Floating point representations have many problems that we won't be able to cover here, but I did want to warn you about. For example, you're familiar with how 1/3 has a repeating decimal representation as 0.333333.... Of course, we have a finite number of digits in a computer, so that's already a problem. A related problem is that even some numbers that have a small number of digits (in decimal) require an infinite number of bits; e.g. #d(0.1) = #b(0.00011000110001100011...). By truncating this to only a fixed number of bits, we've introduced some error. The error can show up if, for example, we start adding floating point numbers together. Adding 0.1 to a running total 10 times might not yield exactly 1!

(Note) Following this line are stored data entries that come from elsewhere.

PR #2035, opened 2025-06-23
chore: Make nextjs playground work with regular install

robbie-c:
## Changes

...

## Checklist

### DIFF
--- a/packages/browser/playground/nextjs/package.json
+++ b/packages/browser/playground/nextjs/package.json
@@ -5,13 +5,13 @@
     "packageManager": "pnpm@9.15.4",
     "scripts": {
         "clean-react": "cd ../../react && pnpm run clean-node-modules",
-        "dev": "next dev",
+        "dev": "pnpm run clean-react && next dev",
         "dev-crossdomain": "NEXT_PUBLIC_CROSSDOMAIN=1 next dev --experimental-https",
         "install-deps": "pnpm install && pnpm run build-posthog-js && pnpm install --ignore-workspace",
         "build": "next build --no-lint",
         "start": "next start",
         "lint": "next lint",
-        "build-posthog-js": "pnpm --filter=posthog-js build"
+        "build-posthog-js": "cd ../../ && NODE_ENV=dev pnpm i && pnpm run build"
     },
     "dependencies": {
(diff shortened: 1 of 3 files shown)


packages/browser/playground/nextjs/package.json
```diff
@@ -21,8 +21,8 @@
         "cookie": "^0.7.2",
         "eslint": "^8.57.1",
         "hls.js": "^1.5.15",
-        "next": "14.2.20",
-        "posthog-js": "file:../..",
+        "next": "14.2.30",
+        "posthog-js": "file:../../dist",
```
hpouillot, line 25: Is it needed ? It should pickup the package directly ?

packages/browser/playground/nextjs/package.json
```diff
@@ -5,13 +5,13 @@
     "packageManager": "pnpm@9.15.4",
     "scripts": {
         "clean-react": "cd ../../react && pnpm run clean-node-modules",
-        "dev": "next dev",
+        "dev": "pnpm run clean-react && next dev",
         "dev-crossdomain": "NEXT_PUBLIC_CROSSDOMAIN=1 next dev --experimental-https",
-        "install-deps": "pnpm install && pnpm run build-posthog-js && pnpm install --ignore-workspace",
+        "install-deps": "pnpm run build-posthog-js && pnpm install",
```
hpouillot, line 10: vercel deployment silently fails with this config, from memory it's because of multiple react installation

hpouillot (changes requested):

packages/browser/playground/nextjs/package.json
robbie-c: This is fixed by adding `pnpm run clean-react` to `start`

packages/browser/playground/nextjs/package.json
robbie-c: This tells it to use the transpiled version of posthog-js, without this, I got an error around unexpected `export` keyword

packages/browser/playground/nextjs/package.json
robbie-c: NM, no it isn't

PR #2042, opened 2025-06-25
chore: posthog-js-lite migration

hpouillot:
This PR is the base branch for the `posthog-js-lite` migration.

RFC : https://github.com/PostHog/product-internal/pull/758
Follow-up of : https://github.com/PostHog/posthog-js/pull/1991

## Important changes with `posthog-js-lite`
- Add workspace dependencies
- Create a `@posthog/react` package (copied to posthog-js/react for retro-compat)
- Create a `@posthog/core` package (installed as dependencies)
- Use `changesets` for release management. See [here](https://github.com/PostHog/posthog-js/pull/2042/files#diff-eca12c0a30e25b4b46522ebf89465a03ba72a03f540796c979137931d8f92055R50) for more infos
- Use `turbo` as task runner
- Use tarballs for testing package in examples folder. See [here](https://github.com/PostHog/posthog-js/pull/2042/files#diff-49aaa2819e35a856818ecec8c9fa7e1c79ad028d3f44bd749736353cfb51bac9R1) for more infos
- Add `corepack` compatibility with packageManager field
- Upgrade to pnpm@10.12.4

## Important changes with `posthog-js`
- Temporarily remove alpha release workflow
- Upgrade to node 20 (for development)
- Fix circular dependency between `posthog-js` and `posthog-js/react`

## Last Sync with `posthog-js-lite`
- https://github.com/PostHog/posthog-js/pull/2098

## Migration Plan
- [x] Configuration
		 - [x] Merge linting / prettier configuration. https://github.com/PostHog/posthog-js/pull/2043
- [x] Build process
		- [x] Create a tsconfig base package to share config. https://github.com/PostHog/posthog-js/pull/2045
		- [x] Create a rollup utils package to be shared. https://github.com/PostHog/posthog-js/pull/2047
		- [x] Update babel config to use package specific presets. https://github.com/PostHog/posthog-js/pull/2057
		- [x] Update core package. https://github.com/PostHog/posthog-js/pull/2048
		- [x] Update node package. https://github.com/PostHog/posthog-js/pull/2052
		- [x] Update ai package. https://github.com/PostHog/posthog-js/pull/2046
		- [x] Update react-native package. https://github.com/PostHog/posthog-js/pull/2054
		- [x] Update nextjs-config package. https://github.com/PostHog/posthog-js/pull/2055
		- [x] Update web package. https://github.com/PostHog/posthog-js/pull/2058
[...]

PR #2043, opened 2025-06-25
chore(migration): add linting config

hpouillot:

## Changes

- update linting config
- disable unused rules from posthog-js


.eslintrc.js
```diff
@@ -64,6 +64,32 @@ module.exports = {
...
+                'packages/nextjs-config/**',
+                'packages/react-native/**',
+                'packages/node/**',
+                'packages/web/**',
+            ],
+            rules: {
+                'no-console': 'off',
+                '@typescript-eslint/no-unused-vars': 'off',
+                '@typescript-eslint/naming-convention': 'off',
+                'posthog-js/no-direct-undefined-check': 'off',
```
hpouillot, line 80: we should probably clean linting after merging. posthog-js rules should only apply to `posthog-js` package

packages/ai/.prettierrc
```diff
@@ -0,0 +1,7 @@
+{
+    "trailingComma": "es5",
+    "tabWidth": 2,
```
hpouillot, line 3: we don't have the same tabWidth between `posthog-js` and `posthog-js-lite`. I will keep it inconsistent for now, to avoid too many file changes

daibhin (approved):

PR #2044, opened 2025-06-25
chore(migration): update minimum node version

hpouillot:

## Changes

- update minimum node version for the workspace

### DIFF
--- a/.github/workflows/minimum-version-ts-check.yaml
+++ b/.github/workflows/minimum-version-ts-check.yaml
@@ -12,7 +12,7 @@ jobs:
     runs-on: ubuntu-22.04
     strategy:
       matrix:
-        node-version: [18, 20, 22, 23]
+        node-version: [20, 22, 23]
         typescript-version: ["4.7.2", "5.5.4", "latest"]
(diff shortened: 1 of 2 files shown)


.github/workflows/minimum-version-ts-check.yaml
```diff
@@ -12,7 +12,7 @@ jobs:
     runs-on: ubuntu-22.04
     strategy:
       matrix:
-        node-version: [18, 20, 22, 23]
```
daibhin, line 15: Does this drop support for Node 18?

hpouillot: Not really, it just means you cannot develop on the workspace with node version < 20. Node support will be defined inside packages, by the package.json and the ecmascript target (tsconfig).

But I think we should add tests like this one, to make sure final bundles work as expected in different env.

hpouillot: Actually, it changes the node support because babel config uses the current node version for transpilation. I need to change this part as well.

PR #2048, opened 2025-06-26
chore(migration): update core package

hpouillot:

## Changes

- update core package
- add jest config file


packages/core/jest.config.js
daibhin, line 1: Can some of these config files be global?

packages/core/tsconfig.json
```diff
@@ -1,7 +1,12 @@
 {
-  "extends": "../tsconfig.json",
+  "extends": "@posthog-tooling/tsconfig-base",
```
daibhin, line 2: What is `@posthog-tooling` is that a separate package or something that lives inside the same repo?

hpouillot: When you publish on npm it should be an organisation, but we only use those packages internally here so we can see it as a namespace.

packages/core/jest.config.js
hpouillot: We could share the config by creating a babel-config package, import it and use this config but it seems overkill for one line. Beside, this config is only used for transpiling tests and I plan on updating this part as well.

PR #2052, opened 2025-06-26
chore(migration): update node package

hpouillot:

## Changes

- update imports with workspace dependencies
- use testing entrypoint from posthog-core
- rename outdir dist for consistency

### DIFF
--- a/packages/node/babel.config.js
+++ b/packages/node/babel.config.js
@@ -1,3 +1,3 @@
 module.exports = {
-  presets: [['@babel/preset-env', { targets: { node: 'current' } }], '@babel/preset-typescript'],
+  presets: [['@babel/preset-env', { targets: { node: '18.0' } }], '@babel/preset-typescript'],
 }


packages/core/tsconfig.json
```diff
@@ -1,7 +1,14 @@
 {
-  "extends": "../tsconfig.json",
+  "extends": "@posthog-tooling/tsconfig-base",
   "compilerOptions": {
+    "rootDir": "./src",
+    "baseUrl": "./src",
+    "outDir": "dist",
+    "module": "CommonJS",
     "composite": true,
+    "declaration": true,
```
daibhin: Somewhat separate note: changes like this are somewhat over my head. Might be a really good idea to do a brownbag on "wtf do these config options mean and which should we be using" for the JS ecosystem

daibhin (approved):
Mainly looks to be standardising config options and  updating file paths

packages/core/tsconfig.json
hpouillot: Ahah, yes, I think eng brownbag is good idea.

PR #2053, opened 2025-06-26
chore: deprecate ip config

lricoy:
## Changes

This issue arises occasionally when people attempt to use this configuration for dropping IP address ingestion, but it currently only adds an `ip=1|0` to the URL. 

Before, this could be used elsewhere to also send properties with `$ip: null`, but this doesn't work anymore.

The only ways to drop IP properties now were documented by @gewenyu99 (thanks!) on this https://posthog.com/tutorials/web-redact-properties

I saw some occurrences of the `ip=` query string being used on other parts, like ingestion: https://github.com/PostHog/posthog/blob/9da8dbe6283837eab7846a05bda1a8e416af1106/rust/capture/src/utils.rs#L111-L121, so I think we should keep it. The benefit of removing is probably less ingress/egress besides the clarity on not being used, but would need more coordination.

More context:

Leftover findings: https://posthog.slack.com/archives/C02E3BKC78F/p1748646235527809
Customer question: https://posthog.slack.com/archives/C02E3BKC78F/p1749750495599039
Team Ingestion take: https://posthog.slack.com/archives/C08JQTX5RRP/p1749755116923149

## Checklist

### DIFF
--- a/packages/browser/playwright/utils/setup.ts
+++ b/packages/browser/playwright/utils/setup.ts
@@ -118,6 +118,7 @@ export async function start(
                 const opts: Partial<PostHogConfig> = {
                     api_host: 'https://localhost:1234',
                     debug: true,
+                    ip: false, // Prevent IP deprecation warning in Playwright tests
                     before_send: (event) => {
                         const win = window as WindowWithPostHog
                         win.capturedEvents = win.capturedEvents || []


packages/browser/src/posthog-core.ts
```diff
@@ -163,7 +163,7 @@ export const defaultConfig = (defaults?: ConfigDefaults): PostHogConfig => ({
     disable_external_dependency_loading: false,
     enable_recording_console_log: undefined, // When undefined, it falls back to the server-side setting
     secure_cookie: window?.location?.protocol === 'https:',
-    ip: true,
+    ip: false,
```
lricoy, line 166: As mentioned, I don't think it's a breaking change because it's not doing anything on the servers right now.

packages/browser/src/types.ts
```diff
@@ -539,6 +539,7 @@ export interface PostHogConfig {
      *
      * @default true
```
rafaeelaudibert:
```suggestion
     * @default false
```

packages/browser/src/types.ts
rafaeelaudibert, line 1: Can you extend the documentation in here to note that besides being deprecated, it doesn't actually have any effect? You can see how we explain it for other deprecated properties at the bottom of the config docs

packages/browser/src/posthog-core.ts
```diff
@@ -607,6 +607,12 @@ export class PostHog {
             this.on('eventCaptured', (data) => this.config._onCapture(data.event, data))
         }
 
+        if (this.config.ip) {
+            logger.warn(
+                'The `ip` config option is deprecated. See https://posthog.com/tutorials/web-redact-properties#hiding-customer-ip-address for more information on how to discard IP addresses.'
+            )
+        }
```
rafaeelaudibert: Can we be clearer and say that there's NO effect at all on setting this to `true`? If I read this message I'd think I need to change my approach but that the old one still works, while that's not true at all

gewenyu99:
Great. Another mystery solved 🤣 

API pollution is a real problem, glad it's fixed.

packages/browser/src/types.ts
```diff
@@ -987,6 +980,12 @@ export interface PostHogConfig {
 
     /** @deprecated - NOT USED ANYMORE, kept here for backwards compatibility reasons */
     inapp_link_new_window?: boolean
+
+    /**
+     * @deprecated - THIS OPTION HAS NO EFFECT, kept here for backwards compatibility reasons.
```
gewenyu99, line 985: I will try to support the `@deprecated` flag in the generated specs :D

gewenyu99 (approved):

packages/browser/src/posthog-core.ts
lricoy: Agreed and done!

rafaeelaudibert (approved):

lricoy:
Fixing the tests locally ♻️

Representing Characters and Strings

Although numbers are a computer's primary concern, we also want computers to be able to understand letters, punctuation, etc. Rather than invent something new, we'll just assign each character a number, and the computer will use those numbers to represent the characters. The most common encoding in use today is the American Standard Code for Information Interchange (ASCII). In ASCII, each character is encoded as an 8-bit binary number. For instance:

binarydecimalcharacter
...
000010019(tab)
...
0010000032(space)
...
0011011046. (period)
...
00110000480 (zero)
00110001491 (one)
...
0100000165A (capital A)
0100001066B
0100001167C
...
0110000197a (lowercase a)
0110001098b
0110001199c
...

Treating characters as numbers internally has some big advantages. For example, if you want to compare two characters to see which one is "first" in dictionary order, you can just compare their ASCII values. The ASCII values were carefully chosen so that all the letters and digits are in the correct order; all the digits are before any of the letters, and all the capital letters are before the lower case letters.

Unfortunately, ASCII was designed without taking languages other than English into account. So, there are no ASCII encodings for accented characters, other alphabets like Greek and Cyrillic, or any of the non-alphabetic writing systems like Hanze/Kanji/Hangul, Hiragana and Katakana, Indic alphabets, etc. For this reason, a new encoding standard called "Unicode" has been developed to systematically encode every character used by every language spoken throughout the world (including some of the artificial ones!)

Unicode values are generally longer than 8 bits, but the principle behind Unicode is the same as ASCII: Each character is assigned a unique unsigned integer value, and those values are what the computer carries around in its memory.

A string can be encoded then as just a list of characters. To indicate how many characters there are, one can have a special character at the end, indicating that it is the end. Alternatively, one can start the string with a number that says how many characters are following.

Other Kinds of Data

Once you have the idea for encoding numbers, you can encode virtually anything you want in binary -- it simply becomes a matter of choosing a simple rule for how to convert back and forth between a binary representation and whatever conventional human representation you want to use. We saw how to encode a color by writing its red, green, and blue values as unsigned integers in some range. Then we can encode a picture by encoding the color of each of the dots (pixels) in the picture, as a grid. If the picture has m rows and n columns, you can write each row as n RGB values. Repeat that for each of the m rows, for a total of m * n RGB values. Since the image size can vary, we can write the dimensions of the image at the front as unsigned integers.